After the 2-week trial of these new ordering practices, data were analyzed through the use of both control and run charts for effectiveness of the intervention and the key stakeholders were surveyed for their input on the process and its implications for patient care and outcomes. Repeat tests were defined as a test of the same type collected for the same patient within 22 hours; this time was chosen to avoid categorizing routine daily tests as repeat tests. This data analysis was repeated 2 months after the educational intervention (on data collected May 14, 2016, to May 28, 2016) to determine if the changes seen in CBC w/diff test ordering patterns were retained.

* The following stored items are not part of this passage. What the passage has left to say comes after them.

PR #173, opened 2022-06-30
Fix MPU-6500 cannot connect

inkuxuan:
some MPU-6500 seem to have their ID as 0x74.
This commit adds 0x74 as an legal deviceID for the MPU6050 library

### DIFF
--- a/lib/mpu6050/MPU6050.cpp
+++ b/lib/mpu6050/MPU6050.cpp
@@ -67,8 +67,12 @@ void MPU6050::initialize(uint8_t address) {
  */
 bool MPU6050::testConnection() {
     uint8_t deviceId = getDeviceID();
-    // some MPU-6500 seem to have their ID as 0x74
-    return deviceId == 0x68 || deviceId == 0x70 || deviceId == 0x71 || deviceId == 0x73 || deviceId == 0x74; // Allow any MPUs; 
+    // 0x68 -> MPU-6050
+    // 0x70 -> MPU-6500
+    // 0x71 -> MPU-9250
+    // 0x73 -> MPU-9255
+    // 0x74 -> MPU-6515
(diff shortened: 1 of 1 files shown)


deiteris:
They may report different IDs, but have you checked whether it works?

inkuxuan:
It was because a batch if MPU-6500s manufactored in 2021 won't work. And
immediately after I added 0x74 as a legal ID, they work fine.


Yury ***@***.***> 于 2022年6月30日周四 23:53写道：

unlogisch04:
0x74 should be a MPU6515 and not a MPU6500 but they might work with that code too

lib/mpu6050/MPU6050.cpp
```diff
@@ -67,7 +67,8 @@ void MPU6050::initialize(uint8_t address) {
  */
 bool MPU6050::testConnection() {
     uint8_t deviceId = getDeviceID();
-    return deviceId == 0x68 || deviceId == 0x70 || deviceId == 0x71 || deviceId == 0x73; // Allow any MPUs
+    // some MPU-6500 seem to have their ID as 0x74
+    return deviceId == 0x68 || deviceId == 0x70 || deviceId == 0x71 || deviceId == 0x73 || deviceId == 0x74; // Allow any MPUs;
```
unlogisch04, line 71: If we add any comment to 1 ID, i think we should name them all. Also we do no longer any MPUs
```suggestion
    // 0x68 -> MPU-6050
    // 0x70 -> MPU-6500
    // 0x71 -> MPU-9250
    // 0x73 -> MPU-9255
    // 0x74 -> MPU-6515
    return deviceId == 0x68 || deviceId == 0x70 || deviceId == 0x71 || deviceId == 0x73 || deviceId == 0x74; 
```

unlogisch04 (commented):
I suggest this changes.

unlogisch04 (approved):

Eirenliel (approved):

In discussions with TBICU providers, one reason stated for ordering frequent CBC w/diff tests for patients was to use the differential as an early biomarker for sepsis. Therefore, we designed a component of our study to determine if the educational intervention (and the switch to CBC tests instead of CBC w/diff tests during the first 48 hours of hospitalization) had the negative effect of delaying identification of sepsis. We took 20 patients in the TBICU during January 2016 (before the intervention) who had the most repeat testing done and reviewed their charts to see whether they fit the criteria of having: (1) no clinical signs of infection, as well as (2) CBC w/diff test result shows greater than 10% bands. Then we did the same for 20 patients in the TBICU who had the most repeat tests done for them during the March intervention period.

Statistical Analyses

Excel XSTAT was used to perform statistical analyses of the data. For comparing ordering patterns across different units and across different months, we used a two-sample t test for unequal variances. CBC ratios were calculated by taking the fraction of CBC w/diff ordered over the CBC without differentials. We then calculated the percentage reduction by taking the difference in ratio between 2 months and dividing over the original number (CBC ratio in January).